ここまで来るのに、ワーキンググルーブの調査や議論がどんなものであったか。前回の法改正からの約一年間での裁判例180件、不起訴例548例の分析、有罪事例の被害者の分析、被告人との関係性、不起訴例の被害者の供述の信用性に疑問が残るとされた具体的な例、有罪判決に認定された抗拒不能の原因などなど。

女性の構成員が41%とされた刑事法部会で、本当に真摯な議論が繰り返されて、結果的に今回のような法改正になったということがよくわかりました。

 一つ、注意すること。いわゆる性交同意年齢です。13才から16歳に引き上げられましたが、ただし、被害者が13才未満は絶対処罰、でも13才から16才未満は、加害者との年齢差が5才以上の場合とされています。どうにもこの5歳差というのが、すっきりしなかったのですが。だって、当院でもあるのですが、中学2年生の14才と、高校卒業後社会人の18歳の性交、これ年齢差が4歳ですので、罰せられないと思っていました。しかし、そうではなく。

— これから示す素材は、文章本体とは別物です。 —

PR #4581, opened 2017-08-15
Remove workflow related modules

daxian-dbw:
Related to #4357 

Remove workflow related modules (`PSWorkflow` and `PSWorkflowUtility`) from `Modules\windows-full`.

Note that folders `Modules\windows-full` and `Modules\windows-core-full` are kept because:
1. Some modules in it may still be ported to powershell core in future, such as `PSScheduledJob`
1. It's easy to compare and see which cmdlets are missing from powershell core.


adityapatwardhan (approved):
:shipit:

SteveL-MSFT:
Don't merge yet along with all the activities ones until @PowerShell/powershell-committee has closed on workflow

PR #288, opened 2026-08-17
fix: scheduled prune for hosted social-media derivatives

### LINKED ISSUE #121: Scheduled prune for hosted social media derivatives (all networks)
## Context

Some social networks **pull media from a URL** instead of accepting an uploaded byte stream (TikTok, Instagram, Threads, Facebook). For those, when we need a processed copy of an image (aspect-ratio crop, or a resized/spec-compliant version), we render a derivative, host it on our public disk, and hand the platform that URL.

Today there are **two** derivative directories:

| Directory | Written by | Used for | Cleanup today |
|---|---|---|---|
| `social-crops/` | `App\Services\Social\Concerns\CropsImageForAspectRatio` (`:42`) | Instagram/Facebook aspect-ratio crops | **None — leaks forever** |
| `social-tiktok-photos/` | `App\Services\Social\TikTokPublisher::renderCompliantPhoto` (`:333`) | TikTok photos resized to ≤1080px (PR #120) | Inline `Storage::delete` in a `finally` after publish |

Neither approach is right long-term:

1. **`social-crops/` leaks.** Every Instagram/Facebook post with an aspect ratio writes a JPEG that is never deleted. These accumulate on disk indefinitely.
2. **`social-tiktok-photos/` inline prune has a rare timing risk.** The derivative is deleted in a `finally` right after `waitForPublishStatus` returns. On the normal `PUBLISH_COMPLETE` path (and on failure paths) TikTok has already pulled the image, so it's safe. But if the status poll times out (~60s) while TikTok is still pulling, the inline delete removes an image the platform still needs.

## Proposal

Replace the per-publisher cleanup strategy with a **single scheduled prune command** that periodically deletes derivative files older than a safe window (e.g. 1 hour — far longer than any platform needs to pull) from **all** social-derivative directories.

This is intentionally generic so that **every current and future social network** that hosts a pull-from-URL derivative is covered by one mechanism.

### Tasks

- [ ] Create `php artisan make:command PruneSocialMediaDerivatives` (sibling of the existing scheduled commands: `ProcessScheduledPosts`, `RefreshExpiringTokens`, `CheckSocialConnections`).
  - Delete files older than a configurable age (default 1h) from the known derivative directories: `social-crops/`, `social-tiktok-photos/`.
  - Source the directory list from a single place (e.g. a shared constant/config) so adding a new network's directory is one line.
- [ ] Register it in the scheduler (`->hourly()` or similar) in `routes/console.php` / `bootstrap/app.php`.
- [ ] Remove the inline `finally` prune in `TikTokPublisher::publishPhotos` (`:278`) now that cleanup is centralized — this also removes the timeout risk above.
- [ ] Tests: command deletes old files, keeps recent ones, and is a no-op when the directories are empty/missing.

### Notes / future-proofing

- When a new pull-from-URL platform starts hosting derivatives (e.g. if we ever generalize the TikTok resize to Instagram/Threads/Facebook), it must write into a directory registered with this prune, not invent an uncovered one.
- Use the application default disk (never force a disk name), consistent with the existing publishers.

### References

- PR #120 (TikTok photo resize) — introduced `social-tiktok-photos/` and the inline prune.
- `app/Services/Social/Concerns/CropsImageForAspectRatio.php` — `social-crops/`, the pre-existing leak.

HafizMMoaz:
## Summary

`social-crops/` (aspect-ratio crops and story-canvas fits, written by
`CropsImageForAspectRatio`) had no cleanup at all - every Instagram/Facebook
post with an aspect ratio leaves a JPEG on disk forever.

`social-tiktok-photos/` already has its own cleanup
(`TikTokPhotoDerivativeCleaner`), but it was added later (to fix a
resume/duplicate-publish issue) and is checkpoint-aware about in-flight
publishes - it's not a scheduled backstop, so a derivative that survives
a crash mid-publish has nothing else cleaning it up either.

## Changes

- New `social:prune-derivatives` command (scheduled hourly in
  `routes/console.php`) deletes files older than 1h - well past any
  platform's pull window - from every directory a publisher hosts a
  pull-from-URL derivative in.
- Directory names now live in one place -
  `App\Support\Social\SocialMediaDerivativeDirectory` - referenced by
  both writers (`CropsImageForAspectRatio`, `TikTokPhotoDerivativeCleaner`)
  and the new command, so a future network's directory is one line to
  add, not a hunt across publishers.

## What I intentionally left alone

The issue's task list said to remove the inline TikTok cleanup, citing
a timing risk if the status poll times out while TikTok is still
pulling the image. That's no longer accurate - since this issue was
filed, `TikTokPhotoDerivativeCleaner` was introduced with
`cleanupUnlessPublishInFlight()`, which checks a resumable publish
checkpoint before deleting anything. That's a real fix for the race,
and it runs immediately after publish (success or failure) rather than
waiting up to an hour, so removing it would be a regression, not a
cleanup. The scheduled prune here is a safety net alongside it (and
the only cleanup `social-crops/` has ever had), not a replacement.

## Test plan

- [x] New `tests/Feature/Social/Command/PruneSocialMediaDerivativesTest.php` (3 tests): prunes derivatives older than the window from both directories, leaves recent ones alone, no-ops when nothing exists yet
- [x] `php artisan test --compact tests/Feature/Social/Command/PruneSocialMediaDerivativesTest.php tests/Feature/Social tests/Unit/Support/Social` - 141 passed, no regressions in Instagram/Facebook (crop trait) or TikTok publisher tests

Closes #121

### DIFF
--- a/app/Console/Commands/Social/PruneSocialMediaDerivatives.php
+++ b/app/Console/Commands/Social/PruneSocialMediaDerivatives.php
@@ -1,0 +1,50 @@
+<?php
+
+declare(strict_types=1);
+
+namespace App\Console\Commands\Social;
+
+use App\Support\Social\SocialMediaDerivativeDirectory;
+use Illuminate\Console\Attributes\Description;
+use Illuminate\Console\Attributes\Signature;
+use Illuminate\Console\Command;
+use Illuminate\Support\Facades\Storage;
+
+#[Signature('social:prune-derivatives')]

 分かりにくいけれど、これは5歳の年齢差があれば無条件に罰せられる。でも、5歳未満であれば、罰せられないということでなく、大人と同じように犯罪要件(改正177条第1項)が問われるということだそうです。


 さてこれからは、警察や検察の方たちが、新しくなった法律に早くなれて、被害者を門前払いすることがないように、しっかりこちら(ワンストップセンター)が見張らなければと思います。委員の方々、特に当事者の方、本当にご苦労様でした。ありがとうございました。中山弁護士さん、御教示ありがとうございました。

初めに、私は配布された資料をここに張り付けていました。しかし、これは著作権の問題に触れるとご指摘を頂きましたので、全部削除しました。ごめんなさい。

 研修の後、広島からの参加者の内、総会に出ない者4人でランチ。私にお店を選べとなったので、考えた挙句、赤坂のエイトでの北京ダックにしました。研修会場の赤坂から電車で一本、5分。歩くのもすぐで、高級北京ダックを一羽丸ごと。たらふく頂いて、皆さんにも満足していただきました。